General Electric Co. (Boston) said it’s cutting its dividend and reorganizing its troubled GE Power unit by splitting it into two as its new chief tries to revamp the manufacturer.
GE disclosed the moves while reporting a third-quarter loss that included a pretax $22 billion writedown for GE Power.
“We will heighten our sense of urgency and increase accountability across the organization to deliver better results,” Lawrence Culp Jr., GE’s new CEO said in a statement. “My priorities in my first 100 days are positioning our businesses to win, starting with Power.”
The company pared its quarterly dividend to 1 cent a share from 12 cents. GE said it will save about $3.9 billion per year. The quarterly dividend was 24 cents a year ago.

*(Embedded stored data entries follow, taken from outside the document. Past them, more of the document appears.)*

PR #815, opened 2021-02-27
Good news for miners: Mine to get score! 

Emojigit:
## Content of this PR
Mine these ores to get score!
- coal: 1 score
- gold and iron: 2 score
- diamond and mese: 3 score
## Why I do this
I become a miner (seldom kills) in "The Wall" and cleared a mine. But finally, I just get a few scores because I seldom kill. **THAT IS NOT FAIR!**
So, I work on this idea to help miners to get scores.

### DIFF
--- a/mods/ctf/ctf_mining/init.lua
+++ b/mods/ctf/ctf_mining/init.lua
@@ -1,19 +1,12 @@
 minetest.register_on_dignode(function(pos, oldnode, digger)
-	print(dump(pos))
-	print(dump(oldnode))
-	print(digger)
 	if not digger:is_player() then
 		return
 	end
 	local nname = oldnode.name
 	local pname = digger:get_player_name()
 	local ndef = minetest.registered_nodes[nname]
-	print(dump(ndef.groups))
-	print(ndef.groups.ores)
 	if ndef and ndef.groups and ndef.groups.ores then
 		local main, match = ctf_stats.player(pname)
-		print(dump(main))
-		print(dump(match))
 		if main and match then
 			main.score  = main.score  + ndef.groups.ores
 			match.score = match.score + ndef.groups.ores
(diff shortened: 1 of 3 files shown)


winniepee:
Why would players should mine to get scores? Isn't this kinda weird?

Emojigit:
> Why would players mine to get scores? Isn't this kinda weird?

In some maps, like "The wall", mining is an important part of playing. Miners provides minerals that can craft into generates, swords, guns, etc. If no miners then no win. But miners get no points!

xenonca:
> Why would players should mine to get scores? Isn't this kinda weird?

Because this also helps your team win? Giving score for coal might be a bit too much but mining iron/mese/dia should indeed be rewarded IMO

winniepee:
> > Why would players should mine to get scores? Isn't this kinda weird?
> 
> Because this also helps your team win? Giving score for coal might be a bit too much but mining iron/mese/dia should indeed be rewarded IMO

This will encourage players camping (And yeah, why coal should be included?)

xenonca:
How will this encourage camping? You might want to get these ores anyway, the only difference is that you'll be rewarded for it. Once they're dug the points are gone anyway, no need to "camp" anymore.

realOneplustwo:
Getting the ore is a reward in itself, point gain is not necessary.

DiamondPlane:
I wouldn't do this or even if you'd add I recommend to make only if you dig mese and diamonds.

DiamondPlane:
About gold: there no gold in CTF and even if there would be - you can't craft anything.

appgurueu:
Code-wise not the way to go. Mod name is poorly chosen as well as group name. I'm not familiar with the API, but immediate `request_save()`? Sounds laggy.

savilli:
I don't think we need that

Emojigit:
I will rework that once I get a developer support. This PR will remain as a conversation.

savilli:
No interest from core developers. Closing it for now, can be reopened later.

PR #816, opened 2021-02-27
Seperate "Build Time" and "Cannot dig" pillar digging failed message

Emojigit:


mods/ctf/ctf_classes/medic.lua
```diff
@@ -191,8 +191,11 @@ minetest.register_tool("ctf_classes:paxel_bronze", {
 		if pointed_thing.type == "node" then
 			local pname = placer:get_player_name()
 
-			if not isdiggable(minetest.get_node(pointed_thing.under).name) or ctf_match.is_in_build_time() then
-				minetest.chat_send_player(pname, "Can't dig node or build time active")
+			if not isdiggable(minetest.get_node(pointed_thing.under).name) then
+				minetest.chat_send_player(pname, "Can't dig node!")
+				return minetest.item_place(itemstack, placer, pointed_thing)
+			elseif ctf_match.is_in_build_time() then
+				minetest.chat_send_player(pname, "Build time active!")
```
DiamondPlane, line 198:
```suggestion
				minetest.chat_send_player(pname, "You can't dig node when build time is active!")
```
Would be this better?

xenonca: Not really IMO, but it should also be added as a HUD message (`hud_events`)

DiamondPlane: That's not to me

PR #817, opened 2021-02-28
mark hit and kill yourself as suicide

### LINKED ISSUE #756: It is possible to hit and kill yourself

Emojigit:
Close #756 
I have no Dragonfire client so this change did not test yet.

### DIFF
--- a/mods/ctf/ctf/teams.lua
+++ b/mods/ctf/ctf/teams.lua
@@ -498,6 +498,10 @@ minetest.register_on_punchplayer(function(player, hitter,
 		end
 
 		if hp - damage <= 0 then
+			if pname == hname then
+				tool_capabilities.damage_groups = tool_capabilities.damage_groups or {}
+				tool_capabilities.damage_groups.suicide = true
+			end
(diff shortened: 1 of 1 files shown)


realOneplustwo:
How does this solve the underlying problem?

Emojigit:
> underlying

What is "underlying"?

realOneplustwo:
The problem is isn't that the kill feed isn't accurate, it is that you can hit and kill yourself.

appgurueu:
The underlying problem has been fixed by an engine change. I suggest this PR be closed as well @LoneWolfHT.

PR #827, opened 2021-03-12
Code duplication cleanup

appgurueu:
Stop making fun of https://github.com/Gerold55/ma_pops_furniture/pull/6


appgurueu:
Note that this also registers indestructible variants of additional nodes, such as obsidian etc.

mods/ctf/ctf_map/ctf_map_core/nodes.lua
```diff
@@ -76,814 +76,47 @@ do
...
-			if nodedef.description then
-				nodedef.description = "Indestructible " .. nodedef.description
-			end
-			nodedef.groups = {immortal = 1}
-			minetest.register_node(":ctf_map:wool_" .. color, nodedef)
-			minetest.register_alias("ctf_map:" .. color, "ctf_map:wool_" .. color)
+for name, def in pairs(minetest.registered_nodes) do
+	local mod, nodename = name:match"(..-):(.+)"
+	local prefix = mod_prefixes[mod]
+	if nodename and prefix and name ~= "default:torch" and not (def.groups and (def.groups.immortal or def.groups.not_in_creative_inventory)) then
```
savilli, line 107: Why not poor torch tho?

appgurueu: The torch has to be handled a bit differently, I should probably add a comment to clarify that. See https://github.com/MT-CTF/capturetheflag/pull/827/files#diff-3d7b7717c70b400efd3cfb4bbec5c0131018fdf9e77cc516314ba65de5535b93R119-R122.

savilli: Does it really need to be handled differently? What happens if we remove name ~= "default:torch" with https://github.com/MT-CTF/capturetheflag/pull/827/files#diff-3d7b7717c70b400efd3cfb4bbec5c0131018fdf9e77cc516314ba65de5535b93R119-R122 as well?

appgurueu: > Does it really need to be handled differently? What happens if we remove name ~= "default:torch" with https://github.com/MT-CTF/capturetheflag/pull/827/files#diff-3d7b7717c70b400efd3cfb4bbec5c0131018fdf9e77cc516314ba65de5535b93R119-R122 as well?

It won't work then: Torches determine in on_place which variant to place. Accordingly, on_place has to be altered as well for torches.

mods/mtg/default/torch.lua
```diff
@@ -13,105 +13,85 @@ local function on_flood(pos, oldnode, newnode)
...
+				animation = {type = "vertical_frames", aspect_w = 16, aspect_h = 16, length = 3.3}
+		}},
+		paramtype = "light",
+		paramtype2 = "wallmounted",
+		sunlight_propagates = true,
+		walkable = false,
+		liquids_pointable = false,
+		light_source = 12,
+		groups = {choppy=2, dig_immediate=3, flammable=1, attached_node=1, torch=1},
+		drop = "default:torch",
```
appgurueu, line 70: register_torch should probably set the drop

mods/ctf/ctf_map/ctf_map_core/nodes.lua
savilli: I think it's better to rewrite on_place in such a way that it determines what to place by itself. For example we can use def.drop to construct wall and ceiling forms.

appgurueu: Sounds reasonable.

appgurueu:
* Torch variants don't appear in creative inventory anymore
* Torch `on_place` has been made "data-driven" following @savilli's suggestion
* Nodes with the `mortal` group or `buildable_to` don't get immortal variants

Regarding luacheck: The trailing whitespace is unrelated to this PR.

PR #828, opened 2021-03-14
Add "[Team Chat]" text to team chat and markers

DiamondPlane:


xenonca:
I think you can close this PR

PR #419, opened 2024-11-13
fix: entrypoints command returns empty json array instead of null

gjonathanhong:


pkg/commands/entrypoints/entrypoints.go
```diff
@@ -306,6 +306,9 @@ func (c *EntrypointsCommand) writeOutput(cwd string, results []string) error {
 		results[k] = childPath
 	}
 
+	if results == nil {
```
sailorlqh, line 309: What do you think if we do this nil check at line 299, and `return nil` if `results == nil`?

sailorlqh (approved):

pkg/commands/entrypoints/entrypoints.go
verbanicm: We still need to write it as json below, so we cant exit early.

What if we just initialize the initial slice to 0 length on line 192.

```go
	modifiedEntrypoints := make([]string, 0)
```

gjonathanhong: I had considered that, but was conflicted because the Go style guide prefers initializing with a nil slice over empty slice. I suppose this could be an exception since we're encoding to JSON.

Culp took command of GE after the company’s board of directors dumped John Flannery on Oct. 1. Flannery had been on the job for little more than a year. Culp, a former CEO of industrial company Danaher Corp., joined GE’s board last year.

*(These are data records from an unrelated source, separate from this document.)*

PR #425, opened 2024-11-15
refactor: Policy Fetch-Data command returns only teams that the user is a member of

gjonathanhong:
This change improves the structure of the data available for authoring new policies. 

Now, the user's teams are included in the payload of the `github.actor`, instead of previously all teams and members of the org.
```
{
  "github": {
    "actor": {
      "username": "abcdefg",
      "teams": ["team1", "team2"]
    }
  }
}
```

To make this possible, instead of a single big query, `GetTeamMemberships` was refactored into `GetUserTeamMemberships`, invoked once per user.

### DIFF
--- a/pkg/commands/policy/fetch_data_test.go
+++ b/pkg/commands/policy/fetch_data_test.go
@@ -157,7 +157,6 @@ func TestFetchData_Process(t *testing.T) {
 					UserApprovers:    tc.users,
 					UserAccessLevel:  tc.userAccessLevel,
 					IsPullRequest:    tc.isPullRequest,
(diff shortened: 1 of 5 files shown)


verbanicm:
I am confused by this, we return a list of teams the actor belongs to and all their members? I thought we would just list the teams the user belongs to, what is the use case to know all the members of that team?

gjonathanhong:
Ready for review 🙏 

**Note:** The scope of this PR has changed completely.

sailorlqh (approved):

drevell (approved):

PR #431, opened 2024-11-19
Change format and ordering of policy enforcement comment

gjonathanhong:


pkg/commands/policy/enforce.go
```diff
@@ -211,6 +203,15 @@ func (c *EnforceCommand) EnforceMissingApprovals(ctx context.Context, b *strings
 		"teams", teams,
 		"users", users,
 	)
+
+	fmt.Fprint(b, "- **Missing approvals from one of**:\n")
```
gjonathanhong, line 207: Moved here, because it should report the status after the aggregation of users and teams.

pkg/commands/policy/enforce.go
```diff
@@ -153,7 +153,7 @@ func (c *EnforceCommand) Process(ctx context.Context) error {
 
 		if violation != nil {
 			// Prints policy name followed by the violations found.
-			fmt.Fprintf(&b, "#### %s\n", k)
+			fmt.Fprintf(&b, "#### Policy: `%s`\n", k)
```
gjonathanhong, line 156: For easier identification of the policy name in the status comment

verbanicm (approved):

PR #432, opened 2024-11-19
fix: return only teams actor is a member of

gjonathanhong:
There was a bug that ended up returning all teams in the organization as the teams the github actor is a member of. This properly returns only the teams they are members of, both direct and inherited.


verbanicm (approved):

drevell:
Just based on the PR description, this area seems in need of some unit tests.

PR #441, opened 2024-12-03
Implement GitLabReporter Status

gjonathanhong:


pkg/platform/config/gitlab.go
gjonathanhong, line 1: The location of this file seems a bit odd to me. I'm thinking about making a `gitlab` package under `/pkg` and also create a mock client for tests.

Open to suggestions 🤷

gjonathanhong:
obsolete, went with #443 instead

PR #443, opened 2024-12-04
Add CommentStatus to Platform interface with GitHub implementation

gjonathanhong:
This change is part of a multi-PR change to migrate all Reporter functionality to the Platform interface. 

The motivation is to report based on the platform type, instead of allowing a mix and match between the platform type and reporter type. This will also help avoid cyclical dependencies stemmed from sharing configs.

### DIFF
--- a/pkg/platform/reporter.go
+++ b/pkg/platform/reporter.go
@@ -21,11 +21,11 @@ import (
 )
 
 const (
-	StatusSuccess         Status = Status("SUCCESS")          //nolint:errname // Not an error
-	StatusFailure         Status = Status("FAILURE")          //nolint:errname // Not an error
-	StatusNoOperation     Status = Status("NO CHANGES")       //nolint:errname // Not an error
-	StatusPolicyViolation Status = Status("POLICY VIOLATION") //nolint:errname // Not an error
-	StatusUnknown         Status = Status("UNKNOWN")          //nolint:errname // Not an error
+	StatusSuccess         Status = Status("SUCCESS")
+	StatusFailure         Status = Status("FAILURE")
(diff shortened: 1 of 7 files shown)


pkg/platform/reporter.go
```diff
@@ -0,0 +1,145 @@
...
+func markdownPill(text string) string {
+	return fmt.Sprintf("**`%s`**", text)
+}
+
+// markdownURL returns a markdown URL string given a title and a URL.
+func markdownURL(text, URL string) string {
+	return fmt.Sprintf("[%s](%s)", text, URL)
+}
+
+// markdonZippy returns a collapsible section with a given title and body.
```
sailorlqh, line 61:
```suggestion
// markdownZippy returns a collapsible section with a given title and body.
```

pkg/platform/reporter.go
```diff
@@ -0,0 +1,145 @@
...
+	tildeChanged = regexp.MustCompile(
+		"(?m)" + // enable multi-line mode
+			"^([\t ]*)" + // only match tilde at start of line, can lead with tabs or spaces
+			"([~])") // tilde represents changes and needs switched to exclamation for git diff
+
+	swapLeadingWhitespace = regexp.MustCompile(
+		"(?m)" + // enable multi-line mode
+			"^([\t ]*)" + // only match tilde at start of line, can lead with tabs or spaces
+			`((\-(\/\+)*)|(\+(\/\-)*)|(!))`) // match characters to swap whitespace for git diff (+, +/-, -, -/+, !)
+)
```
sailorlqh, line 81: I think moving this to top of this file would be preferred

sailorlqh (approved):

PR #455, opened 2024-12-12
Add `--skip-reporting` flag to commands using reporting

gjonathanhong:


pkg/commands/apply/apply.go
```diff
@@ -123,6 +124,14 @@ func (c *ApplyCommand) Flags() *cli.FlagSet {
 		Usage:   "The duration Terraform should wait to obtain a lock when running commands that modify state.",
 	})
 
+	f.BoolVar(&cli.BoolVar{
+		Name:    "skip-reporting",
+		Target:  &c.flagSkipReporting,
+		Default: false,
+		Example: "true",
+		Usage:   "Skips reporting of the plan status on the change request.",
```
verbanicm, line 132: These usage lines should probably be specific to the command, they all look like they are for plan.

verbanicm (approved):

PR #459, opened 2024-12-13
Add `GitLab.ClearReports` implementation

gjonathanhong:


pkg/platform/platform.go
```diff
@@ -78,13 +79,14 @@ type GetPolicyDataResult struct {
 
 // Report is a comment/note on an issue or change request.
 type Report struct {
-	ID   int64
+	ID   any
```
gjonathanhong, line 82: Changed because GitLab notes have type `int` and GitHub comments have type `int64`.

verbanicm (approved):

GE posted a loss of $22.8 billion, or $2.63 a share, for the third quarter. The company reported adjusted earnings per share of 14 cents a share, down from 21 cents for the same period a year earlier. Analysts surveyed by Bloomberg had forecast 20 cents a share. Revenue for the quarter fell 4% to $29.6 billion.

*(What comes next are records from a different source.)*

PR #463, opened 2024-12-17
fix: use merge request internal ID for GitLab API

gjonathanhong:
There are two types of ID's for merge request, `CI_MERGE_REQUEST_ID` for instance-level and `CI_MERGE_REQUEST_IID` for project-level.  

According to GitLab's predefined variables documentation, 
> The project-level IID...is the number used in the merge request URL

### DIFF
--- a/pkg/platform/gitlab.go
+++ b/pkg/platform/gitlab.go
@@ -66,15 +66,15 @@ type gitLabConfig struct {
 	GuardianGitLabToken string
 	GitLabBaseURL       string
 
-	GitLabProjectID      int
-	GitLabMergeRequestID int
+	GitLabProjectID       int
+	GitLabMergeRequestIID int
 }
 
 type gitLabPredefinedConfig struct {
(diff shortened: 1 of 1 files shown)


pkg/platform/gitlab.go
```diff
@@ -66,15 +66,15 @@ type gitLabConfig struct {
...
 
 type gitLabPredefinedConfig struct {
-	CIJobToken       string
-	CIServerHost     string
-	CIProjectID      int
-	CIMergeRequestID int
+	CIJobToken        string
+	CIServerHost      string
+	CIProjectID       int
+	CIMergeRequestIID int
```
verbanicm, line 77: Can you add a comment similar to the PR body explaining why, doc link, etc

verbanicm (approved):

pkg/platform/gitlab.go
gjonathanhong: Added

PR #287, opened 2020-05-28
Skip those duplicate SG rules

kentwu1:
We still need to make sure those skipped action logs
got deleted at the end though. This patch will improve
the action logs process time considerably especially
for those SG rules with huge remote_ips list.

### DIFF
--- a/aim/db/hashtree_db_listener.py
+++ b/aim/db/hashtree_db_listener.py
@@ -202,6 +202,7 @@ class HashTreeDbListener(object):
         log_by_root = {}
         resource_paths = ('resource', 'service_graph', 'infra', 'tree',
                           'status')
+        sg_rule_logs = {}
         for log in logs:
             if log.action == aim_tree.ActionLog.RESET:
                 resetting_roots.add(log.root_rn)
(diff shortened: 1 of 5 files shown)


aim/db/hashtree_db_listener.py
```diff
@@ -253,8 +255,29 @@ def _preprocess_logs(self, ctx, logs):
...
             log_by_root.setdefault(log.root_rn, []).append(
                 (action, aim_res, log))
+
+        for sg_rule_name, list_of_logs in sg_rule_logs.items():
+            # We will skip the processing of all the sg_rules except
+            # for the last one.
+            for index, items in enumerate(list_of_logs[:-1]):
+                items[0] = aim_tree.ActionLog.SKIP
+                list_of_logs[index] = tuple(items)
+            # Convert the last one also.
```
tbachman, line 276: The intent of lines 240-253 were to just use what's actually in the DB, rather than iterate through all the actions, with the idea being that the DB (or at least the DB within this transaction) has the desired end state. Should the loop instead just be looking for the last entry with the matching state (I don't know how/why it won't be the last one, but it might be worth checking)?

kentwu1: The last one could also be a DELETE operation though. Its true that we will only need the last one however we still need to pass the whole list to the log_by_root dictionary because that's the only way we can guarantee those action logs got deleted later on here,
https://github.com/noironetworks/aci-integration-module/blob/master/aim/db/hashtree_db_listener.py#L319

But I think I don't have to create another loop here at line#273 because I can mark those entries as SKIP while queuing up those SG rules related action logs around line#264. Let me do that then, which can speed things up.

Culp plans to reorganize GE Power into two units. One will be “a unified Gas business combining GE’s gas product and services groups” while the other will consist of “GE Power’s other assets including Steam, Grid Solutions, Nuclear, and Power Conversion.”
Under Flannery, GE concentrated on aviation, power and renewable energy. The power unit has been GE’s main problem child.
The “prospects of the continuing deterioration in its Power business…is likely to persist for some time,” Moody’s Investors Service said in an Oct. 2 report.